At its heart, Bayesian inference is the process of updating our beliefs about a set of latent parameters $\theta$ given some observed data $x$. According to Bayes' Theorem, the posterior distribution $p(\theta|x)$ is proportional to the product of the likelihood $p(x|\theta)$ and the prior $p(\theta)$. However, in complex models—especially deep neural networks—the marginal likelihood $p(x) = \\∈t p(x|\theta)p(\theta) d\theta$, known as the evidence, is often computationally intractable because the integral must be solved over a high-dimensional parameter space.
To circumvent this intractability, we employ Variational Inference (VI).
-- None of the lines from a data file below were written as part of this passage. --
PR #2816, opened 2025-02-27
Garbage collect TO_BE_DELETED NEGs

swetharepakula:
This PR is dependent on the merging of https://github.com/kubernetes/ingress-gce/pull/2812.

/assign @gauravkghildiyal

### DIFF
--- a/pkg/neg/manager.go
+++ b/pkg/neg/manager.go
@@ -547,16 +547,23 @@ func (manager *syncerManager) garbageCollectNEG() error {
 	return nil
 }
 
+type deletionCandidate struct {
+	neg *negv1beta1.ServiceNetworkEndpointGroup
+	// tbdOnly indicates that only the NEGs that are in the TBD state should be deleted
+	tbdOnly bool
+}
+
 // garbageCollectNEGWithCRD uses the NEG CRs and the svcPortMap to determine which NEGs
 // need to be garbage collected. Neg CRs that do not have a configuration in the svcPortMap will deleted
 // along with all corresponding NEGs in the CR's list of NetworkEndpointGroups. If NEG deletion fails in
 // the cloud, the corresponding Neg CR will not be deleted
 func (manager *syncerManager) garbageCollectNEGWithCRD() error {
-	deletionCandidates := map[string]*negv1beta1.ServiceNetworkEndpointGroup{}
+
+	deletionCandidates := map[string]deletionCandidate{}
 	negCRs := manager.svcNegLister.List()
 	for _, obj := range negCRs {
 		neg := obj.(*negv1beta1.ServiceNetworkEndpointGroup)
-		deletionCandidates[neg.Name] = neg
+		deletionCandidates[neg.Name] = deletionCandidate{neg: neg, tbdOnly: false}
 	}
 
 	func() {
@@ -570,8 +577,13 @@ func (manager *syncerManager) garbageCollectNEGWithCRD() error {
 				// In the situation a neg config is in the svcPortMap but the CR has a deletion timestamp, then
 				// neither the neg nor CR will not be deleted. In the situation a neg config is not in the svcPortMap,
 				// but the CR does not have a deletion timestamp, both CR and neg will be deleted.
-				if _, ok := deletionCandidates[portInfo.NegName]; ok {
-					delete(deletionCandidates, portInfo.NegName)
+				candidate, ok := deletionCandidates[portInfo.NegName]
+				if ok {
+					if !containsTBDNeg(candidate.neg) {
+						delete(deletionCandidates, portInfo.NegName)
+					} else {
+						deletionCandidates[portInfo.NegName] = deletionCandidate{neg: candidate.neg, tbdOnly: true}
+					}
 				}
 			}
 		}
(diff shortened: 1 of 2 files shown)


pkg/neg/manager.go
```diff
@@ -620,20 +632,34 @@ func (manager *syncerManager) garbageCollectNEGWithCRD() error {
...
+func containsTBDNeg(negCR *negv1beta1.ServiceNetworkEndpointGroup) bool {
+	for _, negRef := range negCR.Status.NetworkEndpointGroups {
+		if negRef.State == negv1beta1.ToBeDeletedState {
+			return true
+		}
+	}
+	return false
+}
+
 // processNEGDeletionCandidate attempts to delete `svcNegCR` and all NEGs
```
gauravkghildiyal, line 644: Please update the comment as well.

pkg/neg/manager_test.go
```diff
@@ -1532,6 +1533,190 @@ func TestGarbageCollectionNegCrdEnabled(t *testing.T) {
...
+		TypeMeta: metav1.TypeMeta{
+			Kind:       "Service",
+			APIVersion: "v1",
+		},
+		ObjectMeta: metav1.ObjectMeta{
+			Namespace: testServiceNamespace,
+			Name:      testServiceName,
+		},
+	}
+	svc.SetUID("svc-uid")
```
gauravkghildiyal, line 1547: nit: Why not directly set the uid in the ObjectMeta?

pkg/neg/manager_test.go
```diff
@@ -1532,6 +1533,190 @@ func TestGarbageCollectionNegCrdEnabled(t *testing.T) {
...
+
+			expectedNegCount := len(tc.expectedActiveNegs) + len(tc.expectedTBDNegs)
+
+			if len(negs) != expectedNegCount {
+				t.Errorf("got %d NEGs, expected %d Negs", len(negs), expectedNegCount)
+			}
+
+			var expectedNegRefs []negv1beta1.NegObjectReference
+			for _, negRes := range tc.expectedActiveNegs {
+				count := checkForNegDeletions(negs, negRes.Name)
```
gauravkghildiyal, line 1686: This function name seems misleading?

pkg/neg/manager.go
```diff
@@ -620,20 +632,34 @@ func (manager *syncerManager) garbageCollectNEGWithCRD() error {
...
+
 	deleteByZone := len(svcNegCR.Status.NetworkEndpointGroups) == 0
 	// Change this to a map from NEG name to sets once we allow multiple NEGs
 	// in a specific zone(multi-subnet cluster).
 	deletedNegs := make(map[negtypes.NegInfo]struct{})
 
 	for _, negRef := range svcNegCR.Status.NetworkEndpointGroups {
+		if candidate.tbdOnly && negRef.State != negv1beta1.ToBeDeletedState {
+			continue
+		}
```
gauravkghildiyal, line 662: Would it be overthinking to consider what happens if we fail to ParseResourceURL for a TBD NEG? I can't imagine how that would happen but if it does, apparently it sets `deleteByZone` which ends up deleting all of the NEGs.

swetharepakula: This is an interesting scenario that I was thinking about as well. My initial thought was that maybe we attempt by zone and if the NEGs are being used, they will fail deletion and should be okay.

However, I just realized in this situation we have lost the NEG name for non default subnets, so we guaranteed are trying to delete the wrong negs. So perhaps we should instead emit an event on the svcneg or on the service to ask the user to manually delete NEGs of that subnet?

pkg/neg/manager_test.go
swetharepakula: changed the name in a separate commit.

pkg/neg/manager_test.go
swetharepakula: set in the object meta.Copied this from the previous test, so not sure why this was done separately.

pkg/neg/manager.go
swetharepakula: Comment has been updated to reflect TBD NEGs and that svcneg is updated accordingly.

pkg/neg/manager.go
swetharepakula: Added an event on the svc neg for now. Do you think it makes more sense to have it on the service object? I feel like it is little more difficult to direct users to the svcneg then.

gauravkghildiyal: My initial thoughts were also the same that having it on the Service object is more visible. But I'm thinking that what we're concerned with here is the GC, which could very well have been triggered by the Service itself being deleted. So it anyways makes more sense to definitely send GC related events on an object that we own and control and which will exist to receive the event. (Yes one could argue that maybe it's even better to send events on both SvcNEG and Service, but for this particular, it seems like an overkill, unless we really see this happening)

Sound fair?

gauravkghildiyal:
Thanks! Please unhold if we agree regarding https://github.com/kubernetes/ingress-gce/pull/2816#discussion_r1976255332 

/lgtm
/hold

pkg/neg/manager.go
swetharepakula: That sounds reasonable to me. I am okay with this, thanks for the discussion!

swetharepakula:
Agree with the rationale above, so remove hold.
/unhold

/retest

Instead of computing the exact posterior $p(\theta|x)$, we introduce a simpler, parameterized distribution $q_{\phi}(\theta)$ (the variational distribution) and attempt to make it as similar as possible to the true posterior. The gold standard for measuring the similarity between two distributions is the Kullback-Leibler (KL) divergence. Our goal is to minimize $KL(q_{\phi}(\theta) || p(\theta|x))$, which effectively turns an inference problem into an optimization problem.
The challenge is that the KL divergence between $q$ and $p$ involves the term $\log p(\theta|x)$, which contains the intractable evidence $p(x)$. By rearranging the terms of the KL divergence, we derive the Evidence Lower Bound, or ELBO. Mathematically, the relationship is expressed as: $\log p(x) = ELBO(\phi) + KL(q_{\phi}(\theta) || p(\theta|x))$. Since the KL divergence is always non-negative, the ELBO serves as a lower bound on the log-likelihood of the data: $\log p(x) \\≥ ELBO(\phi)$.
The ELBO can be decomposed into two intuitive components: the expected log-likelihood and the KL divergence from the prior. The objective function is written as: $$ELBO(\phi) = E_{q_{\phi}(\theta)}[\log p(x|\theta)] - KL(q_{\phi}(\theta) || p(\theta))$$ The first term represents the 'reconstruction' quality—how well the latent variables explain the data—while the second term acts as a 'regularizer,' forcing the variational distribution to remain close to the prior $p(\theta)$, typically a standard Gaussian $\mathcal{N}(0, I)$.
Variational Autoencoders (VAEs) operationalize this framework using neural networks. The encoder network acts as the variational distribution $q_{\phi}(z|x)$, mapping input $x$ to the parameters of a distribution (usually mean $\mu$ and variance $\sigma^2$). The decoder network represents the likelihood $p(x|z)$, reconstructing the data from a sampled latent vector $z$. To allow backpropagation through the stochastic sampling process $z \sim q_{\phi}(z|x)$, we use the 'reparameterization trick,' expressing $z$ as $z = \mu + \sigma \odot \epsilon$, where $\epsilon \sim \mathcal{N}(0, I)$.
By maximizing the ELBO, the VAE learns a latent space that is both continuous and structured. The reconstruction term pushes the model to preserve information, while the KL term prevents the model from assigning a unique, point-like code to every input, which would lead to overfitting. This balance allows the VAE to generate new, realistic data by sampling $z$ from the prior and passing it through the decoder, effectively performing generative modeling via approximate Bayesian inference.